**AIM OF THE EXERCISE:** Each line from the opening of the records that follow to the line with "This time we" needs to be written out exactly. Add nothing.

**RECORDS FOR THE TASK:**
PR #56, opened 2021-02-11
Incremental training

nsorros:
This PR reintroduces the idea of incremental learning which we first wanted to use to train our Tfidf-SVM baseline.

This time we use our CNN model which leverages `tf.data.Dataset` to implement incremental learning. Note that tensorflow also allows for a generator to be passed in but in that case functionally such as batching, shuffling etc would need to be implemented whereas now it comes for free.

Note that `KerasVectorizer` and `MultiLabelBinarizer` allow for a generator to be passed in so training them efficiently is relatively easy. One thing we need to work around, as is often in this project, is sparse labels. In particular the dataset converts to dense as it returns data but this means that test_data need to be converted back to sparse to fit into memory.

### DIFF
--- a/grants_tagger/utils.py
+++ b/grants_tagger/utils.py
@@ -4,6 +4,7 @@ import json
 
 from sklearn.model_selection import train_test_split
 from sklearn.metrics import f1_score
+import tensorflow as tf
 import pandas as pd
 import numpy as np
 
@@ -32,6 +33,18 @@ def load_data(data_path, label_binarizer=None, X_format="List"):
 
     return texts, tags, meta
         
+
+def load_tags(data_path, label_binarizer=None):
+    tags = []
+    with open(data_path) as f:
+        for line in f:
+            item = json.loads(line)
+            tags.append(item["tags"])
+
+    if label_binarizer:
+        tags = label_binarizer.transform(tags)
+    return tags
+
 
 def load_train_test_data(
         train_data_path, label_binarizer,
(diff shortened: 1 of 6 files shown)


nsorros:
[Train CNN on entire MeSH](https://trello.com/c/GTAM7HL6/1174-train-cnn-on-entire-mesh)

nsorros:
Just a reminder about this PR @lizgzil @aCampello

requirements.txt
```diff
@@ -1,4 +1,4 @@
 scikit-multilearn
 arff
 python-dateutil<2.8.1,>=2.1
--e git+git://github.com/wellcometrust/WellcomeML.git@ca5d1c38f28a50aacdefa5b5b47647389194e826#egg=wellcomeml[deep-learning]
+-e git+git://github.com/wellcometrust/WellcomeML.git@14668e8650516363453a85bc2a5546cfe8811951#egg=wellcomeml[deep-learning]
```
aCampello, line 4: Do you not want to use the pypi version?

aCampello (approved):
Looks good. Wondering why you are calling 'incremental learning' is it because you are loading the data at every batch ? I thought about something like: when you get more annotated data, you can pick the model from where you stopped and continue training..

grants_tagger/utils.py
```diff
@@ -95,3 +68,78 @@ def calc_performance_per_tag(Y_true, Y_pred, tags):
...
+        text_encoded = tokenizer.transform(texts)
+        tags_encoded = label_binarizer.transform(tags)
+
+        if sparse_labels:
+            tags_encoded = tags_encoded.todense() # returns matrix
+            tags_encoded = np.asarray(tags_encoded)
+        
+        return text_encoded, tags_encoded
+
+    def data_gen():
```
lizgzil, line 96: it would be nice for some comments on this or a function rename, since it isnt just a data generator but a kind of windowed data generator?

requirements.txt
nsorros: haha, because I so often submit a feature and fix I keep pointing to the latest commit to develop new features and use the latest published when I "publish" a new version

grants_tagger/utils.py
nsorros: I can add comments for sure, guilty on that, need to write more docstrings 😬 

this is actually a callable generator that returns one example at a time. why callable? because when it returns all elements tensorflow needs a way to restart so it basically calls it again, otherwise it would be able to iterate only once.

```
def data_gen():
    for i in range(5):
        yield I

non_callable_generator = data_gen()
callable_generator = data_gen
```

nsorros:
> Looks good. Wondering why you are calling 'incremental learning' is it because you are loading the data at every batch ? I thought about something like: when you get more annotated data, you can pick the model from where you stopped and continue training..

I was looking for a good name and settled with incremental learning, the older name was online_learning. I am trying to describe situation where you can update an algorithm with some examples which not algorithms allow, in this case you can leverage "incremental learning" to not load all data into memory and give them one by one. Possibly another name could be related to the memory efficiency thing.

see also: https://scikit-learn.org/0.15/modules/scaling_strategies.html

PR #58, opened 2021-02-23
Update WellcomeML to 2021.2.1

nsorros:
Updating to WellcomeML contains transition to spacy v3 and
the rewrite of BertClassifier among other things.

~Spacy v3 meant that we needed to update scispacy but as it turns out
this was with its own issues https://github.com/allenai/scispacy/issues/324
so I am postponing that until the issue is resolved and disabling the tests~

BertClassifier switched from referring to pretrained models with short names
to referencing the hugging face names so I am updating the tests here.

### DIFF
--- a/.travis.yml
+++ b/.travis.yml
@@ -8,7 +8,7 @@ install:
 
 script:
   - make test
-  # - make test_scispacy
+  - make test_scispacy
 
 branches:
   only:
--- a/.travis.yml
+++ b/.travis.yml
@@ -8,7 +8,7 @@ install:
 
 script:
   - make test
-  - make test_scispacy
+  # - make test_scispacy
 
 branches:
   only:
--- a/tests/test_train.py
+++ b/tests/test_train.py
@@ -76,7 +76,7 @@ def test_create_scibert_svm():
 def test_create_bert():
     model = create_model('bert')
     assert isinstance(model, BertClassifier)
-    assert model.pretrained == 'bert'
+    assert model.pretrained == 'bert-base-uncased'
 
 
 def test_create_scibert():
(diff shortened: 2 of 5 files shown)


tests/test_train.py
```diff
@@ -76,7 +76,7 @@ def test_create_scibert_svm():
 def test_create_bert():
     model = create_model('bert')
     assert isinstance(model, BertClassifier)
-    assert model.pretrained == 'bert'
+    assert model.pretrained == 'bert-base-uncased'
```
aCampello, line 79: why uncased? smaller?

.travis.yml
```diff
@@ -8,7 +8,7 @@ install:
 
 script:
   - make test
-  - make test_scispacy
+  # - make test_scispacy
```
aCampello, line 11: you don't need scispacy anymore?

aCampello (approved):
LGTM - I don't quite understand what the new pipe does, can you clarify? 

```    nlp.add_pipe("scispacy_linker", config={"resolve_abbreviations": True, "linker_name": "mesh"})```

tests/test_train.py
nsorros: I was always using the uncased model, have you been using the cased on?

.travis.yml
nsorros: I think a later commit restores it but if not I will amend. The reason for removing is in the PR description.

nsorros:
> LGTM - I don't quite understand what the new pipe does, can you clarify?
> 
> ` nlp.add_pipe("scispacy_linker", config={"resolve_abbreviations": True, "linker_name": "mesh"})`

Same as the old, just updated to follow spacy v3 and resolved an issue on the scispacy library, essentially renaming the variable `name` to `linker_name`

**SOLUTION:**
PR #56, opened 2021-02-11
Incremental training

nsorros:
This PR reintroduces the idea of incremental learning which we first wanted to use to train our Tfidf-SVM baseline.

This time we use our CNN model which leverages `tf.data.Dataset` to implement incremental learning. Note that tensorflow also allows for a generator to be passed in but in that case functionally such as batching, shuffling etc would need to be implemented whereas now it comes for free.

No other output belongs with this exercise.